Shishi High School () is a state secondary school in Chengdu, Sichuan, China. It stands on the site of the first public school ever built, built in 143–141 BC by the Han dynasty governor Wén Wēng (文翁). It was originally constructed in stone, hence the name Shishi (石室), or stone chamber. The school is also known as Wenweng Shishi (), the "Stone Chamber of Wen Weng".

History
Between the years 143 and 141 BC, Wén Wēng (文翁), the Western Han dynasty governor of Shu Commandery (modern Sichuan), established the first Chinese public school, Shujun Junxue (Shu Commandery Academy, 蜀郡郡学). The great Han dynasty scholar Sima Xiangru studied at the school.

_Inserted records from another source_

PR #173, opened 2026-06-24
fix(daemon): make the Ed25519 signature gate a real barrier (enrollment + per-agent root scoping)

RevealUIStudio:
## Make the Ed25519 signature gate a real barrier (daemon enrollment + per-agent root scoping)

**Security: HIGH.** Closes the self-enrollment / key-takeover hole and the flat-global-roots authorization gap that let any process reaching the `0600` socket sign mutations against any project root. This is the owner's trust-domain decision deferred in commit `24cb306`. **Coordinator review requested — do not self-merge.**

### The vulnerability (audited on `origin/test`)
1. `registerClientIdentity` (server.ts) enrolled **any** client-supplied PEM under **any** agentId with zero proof-of-trust. Worse: supplying a *different* key for an *existing* agentId hit the rotation branch and **superseded the legitimate key** (key-takeover, not just self-enroll).
2. `registeredRoots` (filegit.ts) was a **flat module-level `Set`**, not keyed by agent; the file/git handlers didn't even receive `ctx`. Any registered root was usable by any connection.
3. `project.open` was signature-OPTIONAL and registered the root regardless.

Attack chain: a host process `wsl.exe`-es in as the WSL user → `session.register` self-enrolls its key (exempt) → `project.open` (exempt) registers a root → signs `file.write`/`git.commit` against it. The signature gate passed because the attacker's own key was "registered."

### The fix (A + B + minimum, per the directive)
- **Fix A — provisioned-fingerprint enrollment.** `registerClientIdentity` now rejects (`-32004`) any client key whose fingerprint isn't in a **root-owned** trust anchor (`/etc/revdev/trusted-client-fingerprint`, env-overridable via `REVDEV_DAEMON_TRUSTED_CLIENT_FP`). Root-owned because the threat runs *as the WSL user* and could forge a user-owned file. Fail-closed on a missing/unreadable anchor. Runs on every path — insert, rotation, idempotent re-register — so the key-takeover is closed too. Daemon-MINTED identities (headless hooks) never consult the anchor: their private key is generated in-process and never handed out, so they aren't spoofable by a host process.
- **Fix B — per-agent root scoping.** `registeredRoots` is now `Map<root, agentId>`; `ctx` is threaded into the filegit handlers; `requireRoot` enforces caller ownership. "Not registered" and "owned by another agent" throw the **same** error (no cross-agent existence oracle). Signed mutations + content reads authorize on the **verified signer** (`ctx.agentId`); the signature-optional metadata reads (`git.status`/`listBranches`/`log`) accept an `actorAgentId` fallback (still owner-scoped; they were already optional/metadata-only).
- **Minimum — `project.open` is now signature-REQUIRED** (added to `MUTATING_OR_CONTENT_METHODS`), so the root is recorded under the verified signer rather than a spoofable param. The Rust client mirror `requires_signature()` is flipped in lockstep (cross-language contract test updated).
- **Provisioning bundled (per owner decision):** Studio's WSL `daemon_setup` now writes this install's signing fingerprint to the root-owned anchor via sudo, so enforcement + provisioning land atomically and the legit client keeps working ("one install == one trusted client key").

### Tests (the 3 required + guards)
- **(1)** Unprovisioned key rejected at register (`-32004`) — fresh self-enroll AND key-takeover of an existing agent. (`filegit-enrollment.test.ts`)
- **(2)** Agent A's valid signature cannot mutate a root agent B opened; control proves A can write its own root. (`filegit-enrollment.test.ts`)
- **(3)** Legit Studio client still works end-to-end — `filegit-signed.test.ts` / `filegit-git.test.ts` updated to the new model (trust-anchor fixture + signed `project.open`).
- `signature-gate.test.ts` drift guard updated; `signing.rs` `requires_signature_matches_daemon_set` updated.

### Verification (local)
- Daemon: **406/406** tests pass (run serially — parallel runs hit PGlite cold-init contention, not failures), `pnpm typecheck` clean, gitleaks clean.
- Rust: `cargo test signing::` green (incl. the cross-language contract test); crate compiles on Linux.
- **CI gap:** the `daemon_setup` provisioning write is `#[cfg(not(unix))]`, so Linux CI does not compile it — reviewed against the existing `wsl::run` pattern; needs a Windows/WSL runtime smoke (folds into the P4 install pipeline, same as the #164 follow-up note). Native-unix installs must provision the anchor separately (documented in the unix `daemon_setup`).

### DIFF
--- a/apps/studio/src-tauri/src/daemon_ctl.rs
+++ b/apps/studio/src-tauri/src/daemon_ctl.rs
@@ -436,6 +436,14 @@ pub async fn daemon_setup(app: tauri::AppHandle) -> Result<String, String> {
 
 /// Native Unix: the daemon runs as a local process; no WSL staging is needed.
 /// Register a systemd-user unit with packages/daemon/systemd/install.sh.
+///
+/// NOTE: the client-key enrollment gate still applies on native Unix — a
+/// native-Unix Studio install must provision its signing fingerprint into the
+/// root-owned trust anchor (default `/etc/revdev/trusted-client-fingerprint`,
+/// or REVDEV_DAEMON_TRUSTED_CLIENT_FP) or the daemon rejects its key. This is
+/// left to install.sh / a manual step here because native Unix is the dev/test
+/// surface (tests point the daemon at a fixture anchor); production ships
+/// Windows Studio + WSL daemon, handled by the not(unix) daemon_setup above.
 #[cfg(unix)]
 #[tauri::command]
 pub async fn daemon_setup(_app: tauri::AppHandle) -> Result<String, String> {
--- a/apps/studio/src-tauri/src/daemon_ctl.rs
+++ b/apps/studio/src-tauri/src/daemon_ctl.rs
@@ -398,7 +398,40 @@ pub async fn daemon_setup(app: tauri::AppHandle) -> Result<String, String> {
             String::from_utf8_lossy(&out.stderr).trim()
         ));
     }
-    Ok("RevDev relay installed and daemon enabled in WSL.".to_string())
+
+    // Provision the client trust anchor. The daemon rejects enrollment of any
+    // client key whose fingerprint is not in this ROOT-OWNED file (a host
+    // process running as the WSL user could forge a user-owned file, so the
+    // anchor must be root:root). Write THIS install's Studio signing
+    // fingerprint — "one install == one trusted client key". Overwrites (not
+    // appends) so re-running setup after an identity rotation replaces the old
+    // value rather than accumulating stale keys.
+    let identity = crate::signing::load_or_create_identity()?;
+    let fp = identity.fingerprint;
+    // Defense-in-depth: base58 fingerprints are alphanumeric. Refuse to shell-
+    // interpolate anything else (no injection via a malformed identity file).
+    if fp.is_empty() || !fp.chars().all(|c| c.is_ascii_alphanumeric()) {
+        return Err(format!("refusing to provision a malformed client fingerprint: {fp:?}"));
+    }
+    let provision = format!(
+        "set -e; \
+         sudo mkdir -p /etc/revdev; \
+         printf '%s\\n' '{fp}' | sudo tee /etc/revdev/trusted-client-fingerprint >/dev/null; \
+         sudo chmod 0644 /etc/revdev/trusted-client-fingerprint"
+    );
+    let pout = wsl::run(&["bash", "-lc", &provision]).await?;
+    if !pout.status.success() {
+        return Err(format!(
+            "Relay installed, but provisioning the client trust anchor failed (needs sudo). \
+             The daemon will reject Studio's key until \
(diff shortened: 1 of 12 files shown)


RevealUIStudio:
## REQUEST-CHANGES addressed — ready for re-review

All three HIGH holes fixed on this branch, plus the promoted Windows-ACL item. No self-merge.

**B-1 — optional reads no longer trust a spoofable `actorAgentId`.** `git.status` / `git.listBranches` / `git.log` moved into `MUTATING_OR_CONTENT_METHODS` + `signing.rs requires_signature` (harness auto-signs them) and the `actorAgentId` fallback dropped — they now authorize on the verified signer (`ctx.agentId`) only. Red-before-fix test added: unsigned `git.log`/`git.status` with a victim `actorAgentId` against an un-owned root → `-32003` (`filegit-enrollment.test.ts`). Drift guards updated (daemon `signature-gate.test.ts` + Rust `requires_signature_matches_daemon_set`).

**B-2 — trust anchor enforced root-owned; env override neutralized.** `loadTrustedClientEntries` now reads via `readRootOwnedFile`: opens `O_NOFOLLOW`, fstat `uid==0` + not group/other-writable + regular file, and walks every ancestor dir (root-owned, non-symlink, not group/other-writable). Enforcement is a programmatic config field `trustedAnchorRequireRootOwned` (default `true`, **not env-settable**) — so a WSL-user attacker's `Environment=REVDEV_DAEMON_TRUSTED_CLIENT_FP=/tmp/mine` + `systemctl --user restart` points at a non-root file that fails the check. Tests disable it only via the in-process `startDaemon` config (an env attacker can't reach it).

**B-3 — enrollment bound to (agentId, fingerprint).** Anchor lines are now `agentId:fingerprint`; `registerClientIdentity` rejects unless the exact pair is anchored, so one trusted key can't mint unlimited owning agentIds. The Studio WSL provisioning writes the `agentId:fingerprint` pair (`daemon_ctl.rs`), with `validate_anchor_components` rejecting a `:`/metachar-bearing agentId.

**Promoted — Windows seed-file ACL.** `signing.rs` now strips inherited ACEs and grants only the current user on the seed file on Windows (`icacls /inheritance:r /grant:r`), **fail-closed**: if it can't lock the key, it deletes the file and errors rather than leave an unprotected private key.

**Verified locally:** daemon 430/430 (serial); `cargo test` signing (8) + daemon_ctl (3) + harness_integration (4, incl. `full_rpc_round_trip` against the real cli.js daemon with a sudo-provisioned root-owned pair anchor); typecheck + Biome + gitleaks clean. CI green.

**Tracked, not blockers:** #174 (filter.* post-open write-then-stage, narrowed to an authorized signer), #175 (native-unix anchor provisioning), #176 (Windows/WSL runtime smoke for the `not(unix)` provisioning glow + a `cargo check --target windows` job). The not(unix) provisioning's pure logic is now Linux-unit-tested; only the `wsl::run` glue remains uncompiled by Linux CI.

During the Eastern Han Dynasty, the school was devastated by fire. It was rebuilt in 199 AD, and continued through China's imperial dynasties as Yizhou Zhouxue (益州州学, Yizhou Prefecture School), Chengdu Fuxue (Chengdu Prefecture Academy, 成都府学), and other names. Shu Shi Jing (a form of Thirteen Classics, literally Shu Carved Stone of Classics, 蜀石经) was completed in Chengdu Fuxue in Northern Song, after more than 230 years of intermittent carving. In the 17th century, as the Ming dynasty collapsed, Zhang Xianzhong's rebel force devastated Sichuan and the school was destroyed.

In 1661, early in the Qing Dynasty, the Chengdu Fuxue (prefecture school of Chengdu) was reestablished on the site, and became a leading school in Sichuan. Jinjiang Academy, which later became Sichuan University, was established at the school in 1740. Chengdu Fuxue became Chengdu Normal School (成都师范学堂) under the new educational system introduced in 1902. It then became Chengdu Middle School (成都府中学堂) in 1904. It was renamed again to Chengdu Shishi Middle School (成都石室中学) in February 1940, and in mid-1948 was identified as a model for secondary schools nationwide.

In September 1952, after the establishment of the People's Republic of China, the school changed its name to Chengdu No. 4 Middle School (成都第四中学).  During the Cultural Revolution, the school was devastated for the third time; none of the Qing Dynasty buildings still exist.  It returned to its former name in April 1983.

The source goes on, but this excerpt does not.